The Heirs of the Aztec Empire.

Thanks to the “clever” strategy of López Obrador’s camp to ally with the PRI—which never really went away (a strategy so highly praised by those who now criticize it as “a mistake”)—what was once its strength (ha!) is now its weakness. For decades, the PRI—let’s call it “secondary” or Mesozoic (the Tertiary or Paleozoic PRI era was with the PAN)—became the promoter and manager of crime in municipalities and states. Crime evolved; the PRI did not—it merely transmuted, first into the PAN, then into the PRD, PVEM, and PT (the Quaternary-Pleistocene PRI), and now into Morena (the Quaternary-Holocene PRI).

Alito Moreno, the current president of the Mexican PRI, when he accuses the ruling party of ties to organized crime, is actually accusing it of plagiarism. Corrupt governments hold the copyright. The “copyright” dates back to the Primary or Cenozoic period: the National Revolutionary Party and the Party of the Mexican Revolution.

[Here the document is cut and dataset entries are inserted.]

PR #696, opened 2022-02-07
Fix mfa validation

jhuleatt:
screen recording of updated validation logic: go/firebase-tools-ui-mfa-validation

internal tracking bug: b/216660333

### DIFF
--- a/src/components/Auth/UserFormDialog/UserForm.tsx
+++ b/src/components/Auth/UserFormDialog/UserForm.tsx
@@ -62,26 +62,34 @@ function convertToFormUser(user?: AuthUser): AuthFormUser | undefined {
 }
 
 function convertFromFormUser(formUser: AuthFormUser): AddAuthUserPayload {
+  // remove any empty MFA phoneInfo fields
+  const filteredMfaPhoneInfo =
+    formUser.mfaPhoneInfo &&
+    formUser.mfaPhoneInfo.filter(
+      (mfaPhoneInfo) => mfaPhoneInfo.phoneInfo !== ''
+    );
+
   return {
     ...formUser,
     emailVerified: formUser.emailVerified.length > 0 ? true : false,
-    // match mfaPhoneInfo array members to an existing enrollment, or create a new enrollment
-    mfaInfo: formUser.mfaPhoneInfo
-      ? formUser.mfaPhoneInfo.map((mfaPhoneInfo) => {
-          const existingEnrollment = formUser.mfaInfo?.find(
-            (mfaEnrollment) =>
-              mfaEnrollment.phoneInfo === mfaPhoneInfo.phoneInfo
-          );
-          return (
-            existingEnrollment || {
-              ...mfaPhoneInfo,
-              enrolledAt: new Date().toISOString(),
-              mfaEnrollmentId:
-                'AUTH-EMULATOR-UI:' + Math.random().toString(36).substring(5),
-            }
-          );
-        })
-      : undefined,
+    mfaInfo:
+      filteredMfaPhoneInfo.length > 0
+        ? // match mfaPhoneInfo array members to an existing enrollment, or create a new enrollment
+          filteredMfaPhoneInfo.map((mfaPhoneInfo) => {
+            const existingEnrollment = formUser.mfaInfo?.find(
+              (mfaEnrollment) =>
+                mfaEnrollment.phoneInfo === mfaPhoneInfo.phoneInfo
+            );
+            return (
+              existingEnrollment || {
+                ...mfaPhoneInfo,
+                enrolledAt: new Date().toISOString(),
+                mfaEnrollmentId:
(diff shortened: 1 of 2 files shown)


lisajian (commented):
Hey Jeff! Could you grant access to the go/ link in the PR description? I'm hitting a message that says I'm not unauthorized to view the recording

jhuleatt:
oops, think I fixed the permissions now

lisajian (approved):
Overall LGTM! Yuchen has more context on MFA since he worked on adding the functionality to the Emulator Suite, so you may want to wait to get an LGTM from him too

src/components/Auth/UserFormDialog/controls/MultiFactorAuth.tsx
```diff
@@ -148,9 +144,10 @@ export const MultiFactor: React.FC<
                     placeholder="Enter phone number"
                     type="tel"
                     error={getPhoneErrorText()}
+                    disabled={mfaEnabled === false}
```
yuchenshi, line 147:
```suggestion
                    disabled={!mfaEnabled}
```

`mfaEnabled` may be `undefined` (see above)

src/components/Auth/UserFormDialog/controls/MultiFactorAuth.tsx
```diff
@@ -148,9 +144,10 @@ export const MultiFactor: React.FC<
...
                     inputRef={register({
                       pattern: PHONE_REGEX,
-                      required: true,
+                      required: mfaEnabled === true,
```
yuchenshi, line 150:
```suggestion
                      required: !!mfaEnabled,
```

src/components/Auth/UserFormDialog/UserForm.tsx
```diff
@@ -65,23 +65,23 @@ function convertFromFormUser(formUser: AuthFormUser): AddAuthUserPayload {
...
-            existingEnrollment || {
-              ...mfaPhoneInfo,
-              enrolledAt: new Date().toISOString(),
-              mfaEnrollmentId:
-                'AUTH-EMULATOR-UI:' + Math.random().toString(36).substring(5),
-            }
-          );
-        })
-      : undefined,
+    mfaInfo:
```
yuchenshi, line 68: Please extract this into a variable. Please also remove the ternary while we're at it.

```js
let mfaInfo: AddAuthUserPayload["mfaInfo"];
if (formUser.mfaEnabled[0] === 'on') {
  mfaInfo = ...
}
```

src/components/Auth/UserFormDialog/UserForm.tsx
```diff
@@ -65,23 +65,23 @@ function convertFromFormUser(formUser: AuthFormUser): AddAuthUserPayload {
   return {
     ...formUser,
```
yuchenshi, line 66: I wonder if we should remove extra fields like `mfaPhoneInfo` from the payload as well? Those fields are only used in the form and won't make sense when passed into the API.

yuchenshi:
I've got one more fix for you :) #699

src/components/Auth/UserFormDialog/UserForm.tsx
jhuleatt: I believe they're gone already, since this function returns an `AddAuthUserPayload`: https://github.com/firebase/firebase-tools-ui/blob/211bd5bbcf85ef2f8c47a6e4401ae087aea16f6c/src/components/Auth/types.ts#L41-L51

Which contains these:

https://github.com/firebase/firebase-tools-ui/blob/211bd5bbcf85ef2f8c47a6e4401ae087aea16f6c/src/components/Auth/types.ts#L29-L35

Or am I missing it somewhere else?

src/components/Auth/UserFormDialog/controls/MultiFactorAuth.tsx
jhuleatt: done

src/components/Auth/UserFormDialog/controls/MultiFactorAuth.tsx
jhuleatt: done

src/components/Auth/UserFormDialog/UserForm.tsx
yuchenshi: `formUser` is of type `AuthFormUser`, which contains three extra fields: `mfaPhoneInfo`, `mfaEnabled` and `emailVerified`. The code here copies over them (by splating `formUser`) and then overrides `emailVerified`, but I believe `mfaEnabled` and `mfaPhoneInfo` are still included in the resulting object.

Note that `mfaPhoneInfo`, unlike `mfaInfo`, isn't part of the API contract. (Also note that TypeScript won't catch these extra fields since this object is technically compatible with `AddAuthUserPayload` since it has a super set of fields. TS only complains about object literals having extra fields when splats are not used)

yuchenshi (approved):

Enlightened López Obradorism, without the slightest shame, champions the legacy of the Aztec Empire. They speak of “the” Aztec “empire,” … yet call themselves “anti-imperialists.” Perhaps because they act just like their spiritual historical guides: plundering, disparaging, exploiting, and repressing other indigenous peoples. The ethical dilemma—convictions or a paycheck—is resolved in favor of defending a spot in the budget.

That business of wrapping oneself in the national flag while, at the same time, intoning the requisite patriotic chant, is so Díaz Ordaz, so Echeverría, so López Portillo, so… shameless. But, for practical purposes, for the 4T, sovereignty lies in the U.S. visa to go shopping. “Yes, the CIA and Rocha Moya business is bad, but revoking visas—now that really heats things up, young man. That’s why we’re going to amend Article 39 of the Constitution, and it must read: ‘National sovereignty resides essentially and originally in the U.S. visa.’ For the good of all, visas first.”

-*-

Fragmentation.

In “modern” or current wars, the goal is to control territory—either by controlling those who hold power or by controlling key parts of the whole.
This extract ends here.